Swimming is a low-impact, full-body exercise. It also involves many repetitive motions that can lead to injuries without proper conditioning on land, says Wendy Mader, an Ironman-certified coach based in Marietta, Ga. “Many of the tiny connector muscles, ligaments and tendons get overlooked training in the pool,” she says. When you keep these healthy and strong, it translates to improved stroke technique and increased swimming speed. Ms. Mader, 47, swam competitively at Eastern Michigan University and finished first in the women’s amateur category at the 2008 Ironman World Championships in Kona, Hawaii.

She notes that swimmers, as well as people who sit hunched over a computer all day, tend to have tight pectoral muscles and rounded shoulders. Strengthening smaller muscles such as the triceps, rear and lateral deltoids, and the muscles of the upper back can alleviate neck pain and poor posture, and improve your swim performance, she says. The six exercises in this workout strengthen the upper back and boost core stability and shoulder mobility.

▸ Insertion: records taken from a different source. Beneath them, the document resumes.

PR #662, opened 2022-12-07
SECURITY-2617-extended-choice-parameter & SECURITY-2232

chonton:
resolved by https://github.com/jenkinsci/extended-choice-parameter-plugin/commit/5f703277898c801642a1755a6371a1c234341eaf

### DIFF
--- a/resources/warnings.json
+++ b/resources/warnings.json
@@ -11367,8 +11367,8 @@
     "url": "https://www.jenkins.io/security/advisory/2022-03-15/#SECURITY-2232",
     "versions": [
       {
-        "lastVersion": "346.vd87693c5a_86c",
-        "pattern": ".*"
+        "lastVersion": "0.56",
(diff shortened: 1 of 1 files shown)


daniel-beck:
@chonton Could you provide some context for this? The linked commit pre-dates the advisories by six years, and we confirmed exploitability in the "last version".

resources/warnings.json
```diff
@@ -11367,8 +11367,8 @@
     "url": "https://www.jenkins.io/security/advisory/2022-03-15/#SECURITY-2232",
     "versions": [
       {
-        "lastVersion": "346.vd87693c5a_86c",
-        "pattern": ".*"
+        "lastVersion": "0.56",
+        "pattern": "0\\.\\d\\d?"
```
daniel-beck, line 11371: This makes no sense, because `0.56` is not the last release with major version `0`, so the pattern matches later versions.

PR #668, opened 2022-12-21
Deprecate unleash plugin

MarkEWaite:
## Deprecate unleash plugin

https://github.com/shillner/unleash-maven-plugin/ has been archived.  That is the unleash plugin for Apache Maven.  The Jenkins unleash maven plugin depends on the unleash plugin for Apache Maven.

https://github.com/jenkinsci/unleash-plugin has been archived.  That is the Jenkins unleash Maven plugin. The last release of the Jenkins unleash maven plugin was 3 years ago. Since the Jenkins plugin repository has been archived, we can expect no new releases of the plugin.

[JENKINS-70326](https://issues.jenkins.io/browse/JENKINS-70326) notes that the Jenkins unleash maven plugin does not work with Java 17.

Let's deprecate the Jenkins plugin so that it is clear to users that the Jenkins plugin is not being maintained and that the Apache Maven plugin is not being maintained.

The [deprecation document](https://www.jenkins.io/doc/developer/plugin-governance/deprecating-or-removing-plugin/) says that the preferred way to deprecate a plugin is to add the "deprecated" topic to the repository and to explain in the plugin documentation why it is being deprecated.  That would mean allowing writes to the repository again, just long enough to set the topic.

I assume that is more complicated than the alternate method, a pull request to the update center repository to mark the repository as deprecated.  I've taken the alternate approach with this pull request.

https://github.com/jenkins-infra/plugins-wiki-docs/pull/6 is the documetnation pull request to mark the plugin as deprecated.


wborn (approved):
Thanks for making all the PRs!

PR #670, opened 2023-01-05
fix: Support web components for nav and footer on jenkins.io

halkeye:
https://github.com/jenkins-infra/jenkins.io/pull/5668#issuecomment-1371927933

makes sure property is set right for components
also don't include report a problem / improve this page (but easy to add if desired)

### DIFF
--- a/site/generate-jenkins-io-template.sh
+++ b/site/generate-jenkins-io-template.sh
@@ -1,0 +1,8 @@
+#!/usr/bin/env bash
+
+WWW_ROOT_DIR="${WWW_ROOT_DIR:-${1:-./www2}}"
+SELF_URL="${SELF_URL:-${2:-https://updates.jenkins.io}}"
+
+wget -q --convert-links -O "$WWW_ROOT_DIR/index.html" --convert-links https://www.jenkins.io/templates/updates/index.html
+sed -i -e "s|<jio-navbar.*/jio-navbar>|<jio-navbar class='fixed-top' id='ji-toolbar' property='${SELF_URL}'></jio-navbar>|g" "$WWW_ROOT_DIR/index.html"
+sed -i -e "s|<jio-footer.*/jio-footer>|<jio-footer property='${SELF_URL}'></jio-footer>|g" "$WWW_ROOT_DIR/index.html"
--- a/site/generate.sh
+++ b/site/generate.sh
@@ -165,5 +165,5 @@ popd
 
 # copy other static resource files
 echo '{}' > "$WWW_ROOT_DIR/uctest.json"
-wget -q --convert-links -O "$WWW_ROOT_DIR/index.html" --convert-links https://www.jenkins.io/templates/updates/index.html
+"${MAIN_DIR}/site/generate-jenkins-io-template.sh" "$WWW_ROOT_DIR" "https://updates.jenkins.io"
 cp -av "tmp/tiers.json" "$WWW_ROOT_DIR/tiers.json"


site/generate-jenkins-io-template.sh
```diff
@@ -0,0 +1,8 @@
+#!/usr/bin/env bash
+
+WWW_ROOT_DIR="${WWW_ROOT_DIR:-${1:-./www2}}"
+SELF_URL="${SELF_URL:-${2:-https://updates.jenkins.io}}"
+
+wget -q --convert-links -O "$WWW_ROOT_DIR/index.html" --convert-links https://www.jenkins.io/templates/updates/index.html
```
daniel-beck, line 6: Please use long options in scripts where possible (e.g. `sed` isn't for compatibility) to make them easier to understand.

```suggestion
wget --quiet --convert-links --output-document "$WWW_ROOT_DIR/index.html" --convert-links https://www.jenkins.io/templates/updates/index.html
```

site/generate-jenkins-io-template.sh
```diff
@@ -0,0 +1,8 @@
+#!/usr/bin/env bash
+
+WWW_ROOT_DIR="${WWW_ROOT_DIR:-${1:-./www2}}"
+SELF_URL="${SELF_URL:-${2:-https://updates.jenkins.io}}"
```
daniel-beck, line 4: Please add a comment to the beginning of the script that explains usage.

site/generate-jenkins-io-template.sh
```diff
@@ -0,0 +1,8 @@
...
+
+wget -q --convert-links -O "$WWW_ROOT_DIR/index.html" --convert-links https://www.jenkins.io/templates/updates/index.html
+sed -i -e "s|<jio-navbar.*/jio-navbar>|<jio-navbar class='fixed-top' id='ji-toolbar' property='${SELF_URL}'></jio-navbar>|g" "$WWW_ROOT_DIR/index.html"
+sed -i -e "s|<jio-footer.*/jio-footer>|<jio-footer property='${SELF_URL}'></jio-footer>|g" "$WWW_ROOT_DIR/index.html"
```
daniel-beck, line 8: This is incompatible with Mac OS `sed` which does not allow for a parameter-less `-i`.
```suggestion
sed -i.bak -e "s|<jio-navbar.*/jio-navbar>|<jio-navbar class='fixed-top' id='ji-toolbar' property='${SELF_URL}'></jio-navbar>|g" "$WWW_ROOT_DIR/index.html"
sed -i.bak -e "s|<jio-footer.*/jio-footer>|<jio-footer property='${SELF_URL}'></jio-footer>|g" "$WWW_ROOT_DIR/index.html"
```

(Plus I recommend to `rm` the backup file or adding to `.gitignore`)

daniel-beck, line 8: Why is this a separate `sed` call? Can't this be an additional expression in the first `sed` call? Readability perhaps?

site/generate-jenkins-io-template.sh
```diff
@@ -0,0 +1,8 @@
+#!/usr/bin/env bash
+
+WWW_ROOT_DIR="${WWW_ROOT_DIR:-${1:-./www2}}"
+SELF_URL="${SELF_URL:-${2:-https://updates.jenkins.io}}"
+
```
daniel-beck, line 5:
```suggestion

set -o errexit
set -o nounset
set -o pipefail

```

daniel-beck (commented):
Thanks for the adaptation.

site/generate-jenkins-io-template.sh
halkeye: yea i guess, it never really occured to me to join them, i found it easier to read i guess?

site/generate-jenkins-io-template.sh
```diff
@@ -0,0 +1,12 @@
...
+set -o errexit
+set -o nounset
+set -o pipefail
+
+wget --quiet --convert-links --output-document "$WWW_ROOT_DIR/index.html" --convert-links https://www.jenkins.io/templates/updates/index.html
+sed -i.bak -e "s|<jio-navbar.*/jio-navbar>|<jio-navbar class='fixed-top' id='ji-toolbar' property='${SELF_URL}'></jio-navbar>|g" "$WWW_ROOT_DIR/index.html"
```
halkeye, line 13: does mac allow `-i''`? There's no need for a backup since the file is pulled down seconds earlier
would it be better to switch to `perl -pi -e`, i know that works almost everwhere.

Honestly it probably could just be pipes, output to stdout, then pipe to sed (optionally two seds) then write to file

daniel-beck: `-i ''` (note the space, `-i''` is just the same as `-i`) would work on Mac OS, but not Linux.

site/generate-jenkins-io-template.sh
daniel-beck: Thanks for adding the doc, but by usage I meant something like https://github.com/jenkins-infra/update-center2/blob/c5841e67ed066988bf4c3ce671fc2c1c95b3382a/site/generate.sh#L3

(Since the other script cannot be used without args it's part of the default invocation, that cannot be done here of source. Check for `$# -gt 2` might still be a useful error condition.

halkeye:
@daniel-beck it'll be at least a day before i can poke at this again (work then personal meeting), do you want to make the changes you requested yourself?

otherwise i'll try to fix things up after everything tonight, but likely not till tomorrow afternoon for me

daniel-beck:
> it'll be at least a day before i can poke at this again (work then personal meeting), do you want to make the changes you requested yourself?
> 
> otherwise i'll try to fix things up after everything tonight, but likely not till tomorrow afternoon for me

I don't think I'll have time before then. Thanks for checking!

halkeye:
Cleanup generate jenkins io template                                                                                                                          
  
  * Switch to cat | sed to make it more osx portable
  * Document with usage when bad parameters

I opted out of having Improve This Page and Report a Problem links on the footer but they are simple html attributes if we want them.

daniel-beck (changes requested):
https://github.com/jenkins-infra/update-center2/blob/master/src/main/java/io/jenkins/update_center/JenkinsIndexTemplateProvider.java needs to be changed as well for pages like https://updates.jenkins.io/download/war/ or https://updates.jenkins.io/download/plugins/matrix-auth/

PR #677, opened 2023-01-24
Deprecate handlebars plugin

daniel-beck:
Handlebars 3 is [abandoned](https://github.com/handlebars-lang/handlebars.js/tree/3.x), [has unresolved vulnerabilities](https://github.com/handlebars-lang/handlebars.js/issues/1736#issuecomment-836430832), and [no other plugin depends on this one anymore](https://plugins.jenkins.io/handlebars/#dependencies).

So far only marking it as deprecated instead of suspending distribution, but could go either way. CasC would probably be impacted by the latter?

Maintainers @batmat @rsandell to approve this PR.


rsandell (approved):

MarkEWaite (approved):

batmat (approved):

lambertJ9:
what is the solution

Ms. Mader suggests warming up by using a foam roller along the thoracic spine, or upper back area. “The thoracic spine is to swimmers what the gluteus medius is to runners,” she says. “Thoracic mobility is key to achieving proper catch and rotation in the water.” End the workout with a plantar stretch. Lie on the ground and hook one foot under the edge of a couch. Flex your toes toward your head to stretch the anterior ankle ligaments. “Having great plantar flexibility of the ankle is a prerequisite for developing a stronger, faster flutter kick in the pool,” she says.

The Workout

Scapular Push-Ups

Why: “The shoulder blades assist in the recovery part of the freestyle stroke and set the foundation for range of motion,” says Ms. Mader. Scapular push-ups isolate the serratus anterior, the fan-shaped muscle that attaches your shoulder to your rib cage. This muscle pulls the shoulder blades forward around your rib cage and plays a key role in helping raise your arm above shoulder height and stabilizing the shoulder.